Before I take it back to the library, I wanted to mention the book I just finished reading. It is simply called, Manic: A Memoir and was written by Terri Cheney. I found it totally engrossing and nowadays it takes a lot to keep my attention. The author writes well. She is brutally honest about what it is like for her to have bi-polar disorder and provides great detail about her experiences.

There was much of her experience which I could not relate to such as being a high powered lawyer and using lots of different medications and making multiple suicide attempts. Again, I am reminded that there is a continuum of mental health and while some aspects of one person to another may be similar...you just never can predict how things will manifest from one person to the next. Although I have not many of the author's experiences, I could definitely relate to many of her feelings.

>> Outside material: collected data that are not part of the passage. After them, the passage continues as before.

Issue #362, opened 2021-08-16
When PLAYER1 is transferred to PLAYER2 island PLAYER1 creates another island after exiting the empty island He will show the island name conflict


28451553:
When PLAYER1 is transferred to PLAYER2 island
PLAYER1 creates another island after exiting the empty island
He will show the island name conflict

PR #389, opened 2021-09-05
Island name

PeachesMLG:
Fixes https://github.com/Iridium-Development/IridiumSkyblock/issues/362 by allowing the island name to be stored as null in the database and then defaulting it to the owners name.

Only issue is how to transform this data in sqllite since ALTER apparently doesnt exist?


src/main/java/com/iridium/iridiumskyblock/commands/RenameCommand.java
```diff
@@ -66,7 +66,10 @@ public boolean execute(CommandSender sender, String[] args) {
             ));
             return false;
         }
```
dlsf, line 68:
```suggestion
        }
        
```

src/main/java/com/iridium/iridiumskyblock/commands/RenameCommand.java
```diff
@@ -66,7 +66,10 @@ public boolean execute(CommandSender sender, String[] args) {
...
-
+        if (IridiumSkyblock.getInstance().getIslandManager().getIslandByName(name).isPresent()) {
+            player.sendMessage(IridiumSkyblock.getInstance().getMessages().islandWithNameAlreadyExists.replace("%prefix%", (IridiumSkyblock.getInstance().getConfiguration()).prefix));
+            return false;
+        }
```
dlsf, line 72:
```suggestion
        }
        
```

dlsf (changes requested):

src/main/resources/patch_2_mysql.sql
```diff
@@ -0,0 +1 @@
+ALTER TABLE islands MODIFY name VARCHAR(512) NOT NULL
```
PeachesMLG, line 1: Shouldnt this be null?

dlsf: maybe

I was appalled by how the system and particularly doctors and hospitals treated her. Having witnessed my mother's institutionalization many times, some of her stories brought back memories for me...not of being a patient myself, but of when I was a child and teenager waiting in a mental ward waiting room for my mother.

I applaud the author for her honesty. This book does not make her look like a saint but rather a very vulnerable human being who is constantly at battle with her moods. She must have had a guardian angel because each time she tried to kill herself, she was brought back to life. Some folk don't get the second chance.

Anyways...great book.

Here is a passage from it which illustrates her remarkable talent as a writer. She talks about her stay in a mental hospital and being forced to do puzzles as occupational therapy:

"Little things like a missing puzzle piece matter when you're no longer in control of your environment, when every decision is made for you, from what you eat to what you wear to when you sleep to whom you are allowed to associate with. I found myself jealously guarding my work in progress. It was my own little sphere of autonomy, however flawed and unfinished. In fact, despite all my efforts to be the perfect mental patient, I nearly lost my composure one day when I walked into the puzzle room and discovered one of the schizophrenics eating an ice cap off my Mt. McKinley. "What the hell do you think you are doing?" I demanded, forgetting that one should never confront a schizophrenic directly. It activated all his well-oiled alarms. "I was thirsty," he said, and I was so charmed by the Alice in Wonderland logic of that, I smiled and broke him off another piece.

Brilliant isn't it? Who needs to read fiction when true life gives you so much more.

More of this and that to come!

5 comments:

laughingwolf said...

that sounds like a great book, thx hon!

but yeah, all kinds of mental probs are environment related, i'm sure, and the solution?: medicate them all!

in other words, don't fix the probs, only the symptoms...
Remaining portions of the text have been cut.